FIG. 9 is a view showing still another embodiment of the battery power supply device according to the present invention, (a) is a front view and (b) is a side view.

[Explanation of symbols]

1: Case, 2: Battery module, 3: Blower, 4: Blower mounting hole, 5: Exhaust port, 6: Flow control plate, 7: Holding member, 7a: Battery module holding hole, 7b (1),
7b (2): holding member holding hole, 8: guide groove, 10:
Battery assembly, 11: legs, 12: partition plate, 13: duct, 16: cooling chamber.
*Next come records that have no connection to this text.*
PR #3278, opened 2022-01-20
Various CI Fixes

iguessthislldo:
- `auto_run_tests.pl`:
  - Two small parts of #2452: Automatically add  `-Config RTPS` and `-Config GH_ACTIONS` if running on GitHub Actions
  - Automatically add an OS `-Config` value according to `$^O`.
  - Try to fix issue with the CTest missing build config on Windows.
- `build_and_test.yml`:
  - Add script to lint workflow that tries to determine when GHA C++ compiler problem matchers are needed.
  - Added, removed, and moved problem matchers entries based on feedback from the script.
  - Remove `-Config` options no longer needed because they are automatically added.

### DIFF
--- a/.github/workflows/lint.yml
+++ b/.github/workflows/lint.yml
@@ -11,7 +11,7 @@ concurrency:
   cancel-in-progress: true
 
 env:
-  DDS_ROOT: ${{github.workspace}}
+  DDS_ROOT: ${{github.workspace}}/OpenDDS
   DOC_ROOT: ${{github.workspace}}/ACE_TAO
   ACE_ROOT: ${{github.workspace}}/ACE_TAO/ACE
 
--- a/.github/workflows/lint.yml
+++ b/.github/workflows/lint.yml
@@ -35,6 +35,6 @@ jobs:
         install-modules: |
           YAML
     - name: Run lint.pl
-      run: cd OpenDDS ; perl $DDS_ROOT/tools/scripts/lint.pl --color --ace
+      run: cd $DDS_ROOT ; perl tools/scripts/lint.pl --color --ace
     - name: Run lint_build_and_test.pl
       run: perl $DDS_ROOT/.github/workflows/lint_build_and_test.pl
--- a/.github/workflows/lint.yml
+++ b/.github/workflows/lint.yml
@@ -21,6 +21,8 @@ jobs:
     steps:
     - name: checkout OpenDDS
       uses: actions/checkout@v2
+      with:
+        path: ${{ env.DDS_ROOT }}
     - name: checkout ACE_TAO
       uses: actions/checkout@v2
       with:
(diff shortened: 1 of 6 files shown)


.github/workflows/lint.yml
```diff
@@ -11,22 +11,30 @@ concurrency:
...
+      uses: shogo82148/actions-setup-perl@v1
+      with:
+        install-modules: |
+          YAML
     - name: Run lint.pl
-      run: |
-        perl $DDS_ROOT/tools/scripts/lint.pl --color --ace
+      run: cd $DDS_ROOT ; perl tools/scripts/lint.pl --color --ace
+    - name: Run lint_build_and_test.pl
+      run: perl $DDS_ROOT/.github/workflows/lint_build_and_test.pl
```
mitza-oci, line 40: Should this script live in `tools/scripts`?  Would a developer run it locally?

.github/workflows/lint_build_and_test.pl
```diff
@@ -0,0 +1,113 @@
...
+for my $job_name (keys(%{$gha->{jobs}})) {
+  my $job = $gha->{jobs}->{$job_name};
+  # print("#### Job $job_name\n");
+  my $expected_matcher;
+  my @expected_build_commands = ();
+  if ($job->{'runs-on'} =~ /^windows/) {
+    $expected_matcher = 'msvc-problem-matcher';
+    push(@expected_build_commands, qr/(?<!\w)msbuild/);
+  }
+  elsif ($job->{'runs-on'} =~ /^ubuntu/ || $job->{'runs-on'} =~ /^macos/) {
```
mitza-oci, line 25:
```suggestion
  elsif ($job->{'runs-on'} =~ /^ubuntu|macos/) {
```

.github/workflows/lint_build_and_test.pl
```diff
@@ -0,0 +1,113 @@
...
+        $build_command_expected = 1;
+      }
+
+      my $step_has_build_command = 0;
+      for my $expected_build_command (@expected_build_commands) {
+        if ($step->{run} =~ /($expected_build_command)/) {
+          $job_has_build_command = 1;
+          $step_has_build_command = 1;
+          die("$what unexpected build command: based on run string: $1")
+            if (!$build_command_expected);
```
mitza-oci, line 91:
```suggestion
            unless $build_command_expected;
```
Not sure there's a preference... but this seems like it's cleaner

mitza-oci (changes requested):

.github/workflows/lint.yml
iguessthislldo: I see `tools/scripts` as mostly scripts that apply to multiple places or all of the repo, so I'm hesitant to move it away from the only file it's checking. A developer might want to run it, but they'd have to remember and it might be easier to remember if the script is in the same directory as the file they're editing.

mitza-oci (approved):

   ─────────────────────────────────────────────────── ─── Continued front page    (72) Inventor Shigeo Ohashi             502 Kintatemachi, Tsuchiura City, Ibaraki Japan             Tate Seisakusho Mechanical Research Center (72) Inventor Shingo Nakamura             Hitachi Ma, 1-88, Torora, Ibaraki City, Osaka Prefecture             Battery Development Laboratory, Kucsel Co., Ltd. (72) Inventor Masato Isogai             Hitachi Ma, 1-88, Torora, Ibaraki City, Osaka Prefecture             Battery Development Laboratory, Kucsel Co., Ltd. F-term (reference) 5H031 AA09 CC01 CC05 HH06 HH08                       KK08

Claims (7)

[Claims] 1. A battery power supply device in which a plurality of battery modules, each of which is formed by electrically and mechanically connecting single cells in series, are arranged in a housing and attached to an electrode plate to cool the battery module. A blower that blows outside air into the casing on two opposite faces of the casing, and two opposite faces of the casing adjacent to the face on which the blower is attached, which are parallel to the battery module. A battery power supply device, comprising: an exhaust port communicating between inside and outside of the body. 2. The battery power supply device according to claim 1, wherein a flow control plate that guides a flow of air is installed in the housing. 3. The battery power supply device according to claim 1, wherein a holding member that holds at least one of a battery module and a flow control plate is attached to the inside of the housing. 4. The battery power supply device according to claim 1, wherein a partition plate is attached in parallel with the battery module between the blowers attached to the two opposite surfaces of the casing. 5. A battery power supply device in which a plurality of battery modules, each of which is formed by electrically and mechanically connecting cells in series electrically, are arranged in a housing and attached to an electrode plate to cool the battery module. An air blower that blows outside air into the housing on two opposite surfaces of the housing, and two opposite surfaces of the housing adjacent to the surface to which the air blower is attached, the two surfaces being parallel to the battery module. An exhaust port that communicates the inside and outside of the housing, a flow control plate that is installed in the housing and guides the flow of air, and is installed in the housing and holds at least one of a battery module and a flow control plate. A battery power supply device comprising a holding member. 6. The arrangement interval on the downstream side between the battery modules is made larger than that on the upstream side.
6. The battery power supply device according to any one of 5 to 5. 7. A battery power supply device in which a plurality of battery modules, each of which is formed by electrically and mechanically connecting single cells in series, are arranged in a housing and attached to an electrode plate to cool the battery module. An air blower located on two opposite sides of the housing, a duct for guiding the air blown by the air blower into the housing parallel to the battery module and blowing the air to the battery module in the housing, and a relative position of the housing perpendicular to the battery module. The battery power supply device is provided with an exhaust port communicating between the inside and outside of the housing.